The Real Paul and Virginia

— The Paul et Virginie of Bernardin de Saint-Pierre at once became a classic, and so is likely to be read forever. Its readers will always wonder how far the touching story is true and how real its personages were. The author wrote without winking that it was “ower-true.” He gave a precise confirmation of its genuineness, with date and names. One day, he says, while walking in the king’s garden at Paris, a lady, accompanied by her husband, approached him. Having assured herself that she was addressing the author of Paul et Virginie, she spoke these words : “ The person whose unhappy end you have so truthfully described in the shipwreck of the Saint-Géran was my relative. I am a creole of the island of Bourbon ” (Réunion).

Bernardin de Saint-Pierre added: “I afterwards learned that the lady was the wife of M. de Bonneuil, first valet de chambre of Monsieur [the future Loui XVIII.]. This lady has since permitted me to publish her testimony to the truth of the disaster, and has related to me circumstances well calculated to add to the interest of the deaths of this sublime victim of virginal modesty and her unfortunate lover.”

This statement would have entered into authentic literary history if an inconveniently curious Academician had not looked through the documents in the case some fifty years later. The shipwreck of the Saint-Géran was due to its running aground off the Ile de France (now Mauritius). The French were then masters of the island, and, following their constant administrative traditions,they made copious procès-verbaux of the event. The ship was wrecked on the 17th of August, 1744, but it was only in 1821 that these records came to light in the archives of the Court of Appeals of the island of .Bourbon. Whatever details of the shipwreck were in the possession of Bernardin de Saint-Pierre must have been gathered by him from hearsay in 1760, the year of his visit to the Isle of Franee. Making all allowance for the growth of a legend during the sixteen years after the shipwreck, we have still to conclude with M. Lemontey that Paul et Virginie and the story of its confirmation as well are pure creations of genius. The few possible hints which the imaginative writer may have received from the accounts of the real shipwreck are scarcely more than the two unconnected newspaper items to which Robert Louis Stevenson ascribed the genesis of his Pavilion on the Links.

First of all, there was a Mademoiselle Caillon, who was on the forecastle as the vessel was going down. A second lieutenant of the ship itself, M. Longchamps de Moutendre, was climbing along the side in order to jump off, when he spied the woman, and went back to try to persuade her to follow his example. That was all of the real idyl.

Second, and quite apart from the former fact, Edme Carret, who was in charge of the life-boat, testified that he called out to the captain, Delamare, just as the ship was beginning to sink, “ Monsieur, leave off your jacket and breeches, and you will save yourself more easily.” The captain answered, “ It is not decent for one in my office to get to land naked, and I have papers in my pockets which I must not leave.” And this was all of the heroic modesty, which is none the less worthy of esteem because it was mixed up with the fidelity of a brave mariner to his charge.

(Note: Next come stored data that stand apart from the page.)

PR #217, opened 2019-11-05
Assignment 5

kenny2892:


Mailbox/DataLoader.cs
```diff
@@ -1,21 +1,63 @@
...
+using System;
+using System.Collections.Generic;
 using System.IO;
 
 namespace Mailbox
 {
-    public class DataLoader
+    public class DataLoader : IDisposable
     {
+        private readonly Stream Stream;
```

Mailbox/DataLoader.cs
```diff
@@ -1,21 +1,63 @@
...
+            if (mailboxes is null || mailboxes.Count == 0)
+                return;
+
+            Stream.Position = 0;
+            using StreamWriter sw = new StreamWriter(Stream, leaveOpen: true);
+            foreach (Mailbox mail in mailboxes)
+                sw.WriteLine(JsonConvert.SerializeObject(mail));
+        }
+
+        public void Dispose()
```

Mailbox/Mailbox.cs
```diff
@@ -1,4 +1,22 @@
...
+        public Sizes Size { get; set; }
+        public (int X, int Y) Location;
+        public Person Owner { get; set; }
 
+        public override string ToString()
+        {
+            string sizeStr = Size.ToString();
+
+            if (sizeStr.Contains("Premium"))
+                sizeStr.Replace("Premium", " Premium");
```
Keboo: The Replace method returns a new string, it does not mutate the `sizeStr`

Mailbox/Mailbox.cs
```diff
@@ -1,4 +1,22 @@
 ﻿namespace Mailbox
 {
+    public class Mailbox
+    {
+        public Sizes Size { get; set; }
+        public (int X, int Y) Location;
```
Fields should be private

Mailbox.Tests/DataLoaderTests.cs
```diff
@@ -0,0 +1,95 @@
...
+{
+    [TestClass]
+    public class DataLoaderTests
+    {
+        [TestMethod]
+        [ExpectedException(typeof(ArgumentNullException))]
+        public void Constructor_PassNull_ThrowException()
+        {
+            DataLoader dl = new DataLoader(null);
+            dl.Dispose();
```
Keboo: Because the constructor throws, this Dispose call will never be called.

Mailbox.Tests/DataLoaderTests.cs
```diff
@@ -0,0 +1,95 @@
...
+        public void Save_PassNull()
+        {
+            MemoryStream stream = new MemoryStream();
+            DataLoader dl = new DataLoader(stream);
+
+            dl.Save(null);
+
+            Assert.AreEqual(0, dl.Load().Count);
+
+            stream.Close();
```
Keboo: If the assert method throws and exception (which is what happens when it doesn't pass). It is better to mark the disposable items with a `using` statement.
```C#
            using MemoryStream stream = new MemoryStream();
            using DataLoader dl = new DataLoader(stream);
```

Mailbox.Tests/DataLoaderTests.cs
```diff
@@ -0,0 +1,95 @@
...
+                Assert.AreEqual(mailboxes[i].Owner, loaded[i].Owner);
+                Assert.AreEqual(mailboxes[i].Size, loaded[i].Size);
+                Assert.AreEqual(mailboxes[i].Location, loaded[i].Location);
+            }
+
+            stream.Close();
+            dl.Dispose();
+        }
+
+        private List<Mailbox> getTestMail()
```
Keboo: Method names should be PascalCase
```suggestion
        private List<Mailbox> GetTestMail()
```

Mailbox.Tests/MailboxTests.cs
```diff
@@ -0,0 +1,40 @@
+﻿using Microsoft.VisualStudio.TestTools.UnitTesting;
+using System.Collections.Generic;
+
+namespace Mailbox.Tests
+{
+    [TestClass]
+    public class MailboxTests
+    {
+        [TestMethod]
+        public void toString_Success()
```
Keboo:
```suggestion
        public void ToString_Success()
```

Mailbox/DataLoader.cs
```diff
@@ -1,21 +1,63 @@
...
 {
-    public class DataLoader
+    public class DataLoader : IDisposable
     {
+        private readonly Stream Stream;
+
         public DataLoader(Stream source)
         {
+            if (source is null)
+                throw new ArgumentNullException($"{nameof(source)} was found to be null.");
```
Keboo: The parameter passed to this exception's constructor should be the parameter name; not a message

Mailbox/Person.cs
```diff
@@ -1,4 +1,49 @@
...
+        }
+
+        public override int GetHashCode()
+        {
+            return (FirstName, LastName).GetHashCode();
+        }
+
+        public static bool operator ==(Person left, Person right)
+        {
+            if (ReferenceEquals(left, right)) return true;
```
Keboo: This will never be true. The `ReferenceEquals` method takes in `object` for its parameter types. This will box `left` and `right` into their own references.

Mailbox/Program.cs
```diff
@@ -89,17 +89,73 @@ static void Main(string[] args)
...
+
+            return result;
         }
 
-        public static Mailbox AddNewMailbox(Mailboxes mailboxes, string firstName, string lastName, Size size)
+        public static Mailbox AddNewMailbox(Mailboxes mailboxes, string firstName, string lastName, Sizes size)
         {
-            
+            if (mailboxes is null)
+                throw new ArgumentNullException($"{nameof(mailboxes)} was found to be null.");
```
Keboo: The parameter passed to this exception's constructor should be the parameter name; not a message
```suggestion
                throw new ArgumentNullException(nameof(mailboxes));
```

PR #219, opened 2019-11-05
Assignment 5

crackerJackTech:
In the DataLoaderTests file, I could not figure out how to properly test the Load() and Save() methods. I commented-out my attempt to try and create a test using a memory stream.


Mailbox/Program.cs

The other idyllic scene, in which Paul and Virginia find a common shelter from the rain under her upturned jupon, is an idealized reminiscence of what the author acknowledged he had once seen in his youth in the Faubourg Saint-Marceau of old Paris. The scene in which Virginia goes to the planter of the Black River to beg his pardon for a runaway slave was inspired by the similar intercession made in Poland in favor of a fugitive serf by the Princess Marie Miesnik. The romance of “ bleeding Poland ” was a part of the sentiment of court circles in France before the Revolution. Bernardin de Saint-Pierre, like a true literary workman (whose heart is put into his work), took the name of his heroine — Virginie de La Tour — from two love-affairs of his own. At one time of his wandering early life he was to have been married in Berlin to Virginia Taubenheim. In his youth his family intended to marry him to Mademoiselle de La Tour, a niece of General Bosquet. Paul was the religious name of a friar to whom he was much attached. It was the age of Rousseau, — a fin de siècle of what Schiller rightly named (and perhaps not wrongly praised) Sentimentalität.